Очевидно, без рефлективных техник понимания проникновение в смыслы вообще, в смыслы национально-культурные и инокультурные в частности, является делом нереальным. Современные наблюдения Тверской герменевтической группы показывают, что просвещенная часть населения одновременно пользуется при понимании несколькими техниками понимания, а всего в обществе "растворено" более ста техник, но это техники, уже обнаруженные нами, а ведь есть еще и не обнаруженные. Список известных на начало 1999 г. техник помещен выше. Пока же заметим, что точка зрения, согласно которой можно вести диалог культур без рефлексии и без рефлективных техник, является все же преобладающей в обществе. Между тем, разговор русского школьника 1990-х годов с Пушкиным 1820-х годов и даже разговор русскоязычного студента 1990-х годов с англоязычной "Американской трагедией" Т. Драйзера, вышедшей в свет в 1926 году, - это очень существенные и очень нужные диалоги культур, но эти диалоги культур часто не осуществляются из-за методологических анахронизмов при обращении с герменевтически релевантным текстовым материалом.

 

Действительно, система народного образования не отреагировала ни на уже упомянутое эпохальное открытие Г. Фреге (открытие столетней давности), ни даже на гениальные методологические построения великого московского логика и методолога деятельности Г.П. Щедровицкого (1929-1994) - воистину, "нет пророка в своем отечестве". Разумеется, эти методологические упущения всей образовательной и шире - всей гуманитарной стороны существования нашего общества приводят к появлению уже упоминавшейся выше целой системной "герменевтической мифологии" - надежного средства, обеспечивающего недостижение смыслов вообще, инокультурных в частности.

 

Общество раньше или позже несомненно осознает, что понимание - одна из организованностей рефлексии, и готовность к пониманию достигается через обучение рефлексии, через обученность рефлексии, через владение рефлективными техниками понимания.
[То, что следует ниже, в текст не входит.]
PR #2040, opened 2026-06-11
[kern] resolve partial-master kern exceptions per-cell to avoid phantom values

### LINKED ISSUE #2035: Variable kern generation emits phantom values for partially-populated conflicting kerning exceptions
This is the fontc counterpart of googlefonts/ufo2ft#988 (see that for the full mechanics). fontbe's kern generation is a documented port of ufo2ft's algorithm: `align_kerning` in fontbe/src/features/kern.rs defines every kerning pair at every location, backfilling pairs missing from an instance via `lookup_kerning_value` (the official [UFO kerning value lookup](https://unifiedfontobject.org/versions/ufo3/kerning.plist/#kerning-value-lookup-algorithm) algorithm).

A glyph-to-class kern exception present in only some masters gets backfilled, at the masters that omit it, with the class-to-class value (or 0 when none exists): resolving the whole key can only generalize the glyph side, so the cascade never reaches a competing class-to-glyph exception that covers one of the key's cells. Since pairs are sorted most-specific-first when building the kern lookups (glyph-glyph, then glyph-to-class, then class-to-glyph, then class-to-class) and the first matching rule wins, the backfilled glyph-to-class pair shadows the class-to-glyph exception on the cells they share, so those cells render a value the master source never resolves to (a "phantom").

Confirmed empirically with a repro extracted from Google Sans, where we originally hit this. fontc produces the identical phantoms as unpatched ufo2ft. The bug is in the kern generation, not in fea-rs, which faithfully compiles whatever rules it is given.

The fix will mirror googlefonts/ufo2ft#990: resolve glyph-to-class exceptions at the cell level instead of as a single key. PR follows.

anthrotype:
Fixes #2035 

A glyph-to-class kern exception that is present in only some masters gets backfilled with the more general class-to-class value, which may shadows competing class-to-glyph exceptions on the cells they share.

Resolve glyph-to-class exceptions cell by cell instead: when every member of the class lands on the same values, keep the compact glyph-to-class pair carrying those cell values; otherwise split it into one glyph-glyph pair per member.

Same fix as googlefonts/ufo2ft#990 (for googlefonts/ufo2ft#988), currently pending review there.

The first commit adds the regression test alone, pushed first so CI demonstrates the failure; the second makes it pass. 

Builds on #2038 and #2039.

(Note: until the ufo2ft fix lands and crater's fontmake picks it up, any affected fonts will show kern diffs against fontmake. I will coordinate the merges so crater doesn't got red)

### DIFF
--- a/fontbe/src/features/kern.rs
+++ b/fontbe/src/features/kern.rs
@@ -265,23 +265,11 @@ fn build_variable_kern_adjustments(
             && let Some(members) = ir_groups.groups.get(second_group)
         {
             // group second-side members by their per-location cell value vector
-            let mut by_value: Vec<(KernAdjustments, Vec<GlyphName>)> = Vec::new();
-            for member in members {
-                if glyph_order.glyph_id(member).is_none() {
-                    continue;
-                }
-                let cell = (
-                    ir::KernSide::Glyph(first.clone()),
-                    ir::KernSide::Glyph(member.clone()),
-                );
+            let mut by_value = BTreeMap::<_, Vec<_>>::new();
+            for member in members.iter().filter(|name| glyph_order.contains(*name)) {
+                let cell = (first.clone().into(), member.clone().into());
                 let vector = resolve(&cell);
-                match by_value
-                    .iter_mut()
-                    .find(|(existing, _)| *existing == vector)
-                {
-                    Some((_, members)) => members.push(member.clone()),
-                    None => by_value.push((vector, vec![member.clone()])),
-                }
+                by_value.entry(vector).or_default().push(member.clone());
             }
             if by_value.len() == 1 {
                 // no cell diverges: keep the compact glyph-to-class pair, but
--- a/fontbe/src/features/kern.rs
+++ b/fontbe/src/features/kern.rs
@@ -151,7 +151,7 @@ impl Work<Context, AnyWorkId, Error> for GatherIrKerningWork {
             .map(|(_, ki)| (ki.location.clone(), ki.as_ref().to_owned()))
             .collect();
 
-        let adjustments = build_variable_kern_adjustments(&ir_groups, &kern_by_pos);
+        let adjustments = build_variable_kern_adjustments(&ir_groups, &glyph_order, &kern_by_pos);
 
         let adjustments: Vec<_> = adjustments
             .into_iter()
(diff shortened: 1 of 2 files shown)


anthrotype:
fails as expected (actual = left, expected = right, see comments in the test)

https://github.com/googlefonts/fontc/actions/runs/27365717077/job/80864563806?pr=2040#step:4:567

```diff
thread 'tests::partial_master_kern_exception_is_resolved_per_cell' (5527) panicked at fontc/src/lib.rs:2337:9:
assertion failed: `(left == right)`

Diff < left / right > :
 [
<    "iotadasiaoxia @side2.GRK_iotaLeft: [30, 50]",
<    "qhwee-ethiopic @side2.ethi_ca: [30, 30]",
<    "uoA @side2.uoRight: [50, 70]",
>    "iotadasiaoxia iotadasiaoxia: [30, 50]",
>    "iotadasiaoxia iotapsilioxia: [30, 30]",
>    "qhwee-ethiopic ca-ethiopic: [40, 30]",
>    "qhwee-ethiopic cee-ethiopic: [30, 30]",
>    "uoA @side2.uoRight: [30, 70]",
     "@side1.GRK_iotaRight iotapsilioxia: [20, 30]",
     "@side1.GRK_iotaRight @side2.GRK_iotaLeft: [60, 50]",
     "@side1.ethi_qhee ca-ethiopic: [40, 50]",
     "@side1.ethi_qhee @side2.ethi_ca: [30, 50]",
     "@side1.uoLeft uoX: [30, 50]",
     "@side1.uoLeft uoY: [30, 50]",
     "@side1.uoLeft @side2.uoRight: [50, 50]",
 ]
```

fontbe/src/features/kern.rs
```diff
@@ -244,13 +258,83 @@ fn build_variable_kern_adjustments(
...
+                    ir::KernSide::Glyph(member.clone()),
+                );
+                let vector = resolve(&cell);
+                match by_value
+                    .iter_mut()
+                    .find(|(existing, _)| *existing == vector)
+                {
+                    Some((_, members)) => members.push(member.clone()),
+                    None => by_value.push((vector, vec![member.clone()])),
+                }
```
cmyr: total code golf, but I think you can write this as,


```suggestion
            // group second-side members by their per-location cell value vector
            let mut by_value = BTreeMap::<_, Vec<_>>::new();
            for member in members.iter().filter(|name| glyph_order.contains(*name)) {
                let cell = (first.clone().into(), member.clone().into());
                let vector = resolve(&cell);
                by_value.entry(vector).or_default().push(member.clone());
```

cmyr (approved):
make sense!

anthrotype:
I will merge this after the other ufo2ft PR also lands

anthrotype:
ufo2ft https://github.com/googlefonts/ufo2ft/pull/990 was meged and released in https://github.com/googlefonts/ufo2ft/releases/tag/v3.8.2

i'll bump fontc's requirements.txt in a separate PR and merge the two PRs in short order so the fontc crater will be happy

anthrotype:
ufo2t bumped in #2047 ... merging

PR #61, opened 2024-11-29
Start auto-generating neighbourhood boundaries

dabreegster:
This is an experimental start to generating boundaries automatically. It looks for 3 types of severances -- busy roads (based only on highway classification), railways, and bodies of water. Initial results are OK, but plenty of room for later improvement.

There are problems near the edge of the imported study area; we need to preserve more precise import boundaries to fix that.

We also need to prune the results to only include meaningfully neighbourhood-like things -- filtering out small traffic island areas or bits in between dual carriageways, bodies of water, etc. It'll probably depend on both geometric area / extent and semantics of what things border the area. Related to https://github.com/a-b-street/osm2streets/issues/248.


web/src/AutoBoundariesMode.svelte
```diff
@@ -0,0 +1,97 @@
...
+
+  let gj = JSON.parse($app!.renderAutoBoundaries());
+
+  function add(e: CustomEvent<LayerClickInfo>) {
+    let name = window.prompt("What do you want to name the neighbourhood?");
+    if (!name) {
+      return;
+    }
+    try {
+      // TODO Waypoints will be missing; editing will not work
```
dabreegster, line 23: Will be fixed by switching to the new area drawing tool, which is smart about handling freehand waypoints

PR #82, opened 2025-01-15
Pass click events "through" non-interactive 1-way layer

michaelkirk:
I was just kind of exploring the maplibre svelte library and randomly saw this `interactive = false`, which seems to solve a problem you mentioned the other day @dabreegster.

Your clicks will no longer be "intercepted" by the 1-way layer symbols.

**before:** you can see the hover effect turn off for the road every time you hover over a 1-way glyph.

**after:**

But oops! The cursor is no longer what we want, so I had to specify the cursor for the 1-way layer. It's weird, but it seems to work. Do you know if we use the 1way layer in any non-interactive contexts where we *should not* show the pointer cursor?

### DIFF
--- a/web/src/layers/OneWayLayer.svelte
+++ b/web/src/layers/OneWayLayer.svelte
@@ -1,6 +1,9 @@
 <script lang="ts">
   import { SymbolLayer } from "svelte-maplibre";
   import { layerId } from "../common";
+
+  // TODO Figure out if hoverCursor is necessary here, or if svelte-maplibre
+  // ignores it when interactive is false
 </script>
 
 <SymbolLayer
--- a/web/src/layers/OneWayLayer.svelte
+++ b/web/src/layers/OneWayLayer.svelte
@@ -21,4 +21,6 @@
   paint={{
     "icon-opacity": ["case", ["get", "direction_edited"], 1.0, 0.5],
   }}
+  interactive={false}
+  hoverCursor="pointer"
 />


dabreegster:
> Do you know if we use the 1way layer in any non-interactive contexts where we should not show the pointer cursor?

Looking at the uses:
- route mode: we don't want the cursor there, but trying it out, it's not happening there when I run locally...
- edit mode: yes (the one you looked at)
- debug mode: yes (you can click a road to open OSM)
- view shortcuts mode: yes when picking a road initially, no otherwise. Trying it there, it's also working fine as-is

Per https://github.com/dimfeld/svelte-maplibre/blob/dca839fe4951ac5a5ed3c3e666193f420589b92b/src/lib/Layer.svelte#L101, it looks like `hoverCursor` is ignored when `interactive=false`. I tried removing it, and things work as expected -- cursor stays as the pointer when hovering on roads and the one-way symbol. So I think just `interactive={false}` is the trick (great find!), and we don't need to worry about the cursor; other layers (that have the on:click behavior) set it, and it still takes effect.

michaelkirk:
Thanks for looking up the other uses for me. I should have done that myself.

> So I think just interactive={false} is the trick (great find!), and we don't need to worry about the cursor; other layers (that have the on:click behavior) set it, and it still takes effect.

I'm not sure I understand - are you saying I could revert the hoverCursor portion? Doesn't that contradict what my second video shows to be happening?

I can dig in further, I just want to make sure we're on the same page.

dabreegster:
> I'm not sure I understand - are you saying I could revert the hoverCursor portion? Doesn't that contradict what my second video shows to be happening?

... Huh. I tried again just now locally. For me, only with `interactive={false}` in OneWayLayer, the cursor still changes. To sanity check, I changed `hoverCursor="not-allowed"` in InteriorRoadLayer.svelte and carefully hovered over the arrow symbols. 

I can try with more browsers later and read through the svelte-maplibre code more closely. I can't reproduce the behavior in your second video.

dabreegster:
This PR moves us forward, so I'll merge it with a TODO to check into the behavior more carefully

Пока антирефлективная установка в образовании не сменится установкой рефлективной, трудно будет рассчитывать на то, что школа будет формировать людей, способных нормально жить в демократическом обществе с высокой производительностью труда, с высокой культурой, без тех пороков, которые присущи сообществам, выпавшим из общечеловеческой истории. Замена антирефлективной установки массового образования установкой рефлективной - единственный способ превратить диалог культур из занятия, доступного образованному филологу, в занятие доступное всем, и именно в этом пространстве деятельности проходит путь к широчайшему человеческому взаимопониманию, к освоению всем народом огромных духовных сокровищ, скрытых за сложностями текстопостроения, "не дающимися в руки" при отсутствии рефлективных техник понимания, которым нам еще надо и самим-то научиться, чтобы других учить. Это довольно трудно, но и очень важно: ведь именно через рефлективность, а не через крикливую сегодняшнюю импульсивность проходит дорога человечества к подлинному и всеобщему диалогу культур, к пониманию человека человеком, к пониманию каждым человеком всех ценностей, накопленных во всех национальных культурах, к братству людей и братству народов.